Data for calculating fluid-contact depths
There are four types of data that can be used to define the fluid-contact depths in a wellbore:
- Mud logs
- Cores (geologists’ descriptions and routine-core-analysis data)
- Resistivity and neutron logs
- Formation-tester pressure surveys
These are listed approximately in the order in which these data are gathered from a wellbore. Each has its own strengths and weaknesses. Each is an independent source of information; therefore, the most accurate fluid contact is obtained by using all of the data available for a particular well. The first step in using any and all of these data sources is to align their depths as accurately as possible.
Mud logs
Mud logs record mud gas compositions and quantities and descriptions and analyses of drill cuttings. These provide information about the fluid content and lithology of the rock as it is drilled. These data have some depth uncertainty because of the lag time between a rock interval being drilled and the time the cuttings are recovered at the surface. The field personnel work to minimize this uncertainty by periodically dropping a bit of "carbide" into the drilling mud and then determining how long it takes for it to show up on the mud-returns gas-chromatograph output. The mud log gas-analysis data plotted vs. drilled depth, and adjusted for drilling rate, is a semi-quantitative measure of the gas content over the reservoir interval. It can be used to determine a GWC or OWC because the background gas content per unit volume of aquifer brine is so low compared with that of free gas or gas dissolved in oil. The methane-concentration log is most useful for defining the top of the reservoir and the GWC for a gas reservoir, and the detailed gas analyses can also identify a GOC from increasing ratios of the heavier hydrocarbon components compared with methane as depth increases.

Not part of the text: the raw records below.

PR #1624, opened 2019-11-25
Cleanup npm denedencies

kum-deepak:
Removed unused npm packages.

While at it, I realized that there was a dependency conflict between eslint and grunt-eslint. So, switched to grunt-shell for the integration. This also allowed adding one more task for `eslint --fix`.


gordonwoodhull:
Thanks @kum-deepak! Looks good!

Direct observation of oil staining, and yellow or brown ultraviolet (UV) fluorescence on drill cuttings, identifies oil. When drill cuttings are crushed in solvents, mobile oil migrates to the solvent, which then fluoresces. Gas condensate has a bright white fluorescence. These characteristics assist in identifying oil and gas reservoirs, the top of the reservoir, GOC and OWC, and, possibly, the base of the reservoir.
Water-based-mud cores
WBM cores can provide direct observations of the OWCs and GOCs. Because of differences in the colors of the oil staining, the depths of gas, oil, tar, and relict-oil intervals can often be determined visually from the cores, especially when they are cut at a high rate of penetration. It is common practice to photograph cores in both white and UV light to provide an accessible, permanent visual record. These visual observations are typically complemented by the routine-core-analysis So data over the same depth ranges. [1] Gas and aquifer intervals have low core oil saturations, and tar intervals often have high core oil saturations.
Log-based methods
The use of resistivity-log data is another method of determining OWC and GWC depth in a wellbore. [2] The resistivity logs are used to calculate Sw, and where there is a significant decrease in the Sw values (decreasing from near 100% PV as one moves up through the reservoir interval), that depth is defined as the fluid-contact depth. Also, the invasion profile of the shallow- vs. deeper-reading resistivity tools can be used to help define the depth interval in which the fluid contact occurs. This is true of either WBM- or OBM-drilled wells. Also in WBM-drilled wells, tar intervals can be defined by those depths over which the shallow- and deep-reading resistivity tools show a lack of oil-saturation change, which indicates that the hydrocarbons in the pore space are too viscous to be displaced by the WBM filtrate. If the reservoir is not too shaly, neutron logs can be one of the keys to identifying gas-bearing intervals. [2] A GOC, or a GWC, can be defined at the depth at which the neutron porosity significantly decreases and the density and sonic porosities slightly increase as one moves up through the reservoir interval.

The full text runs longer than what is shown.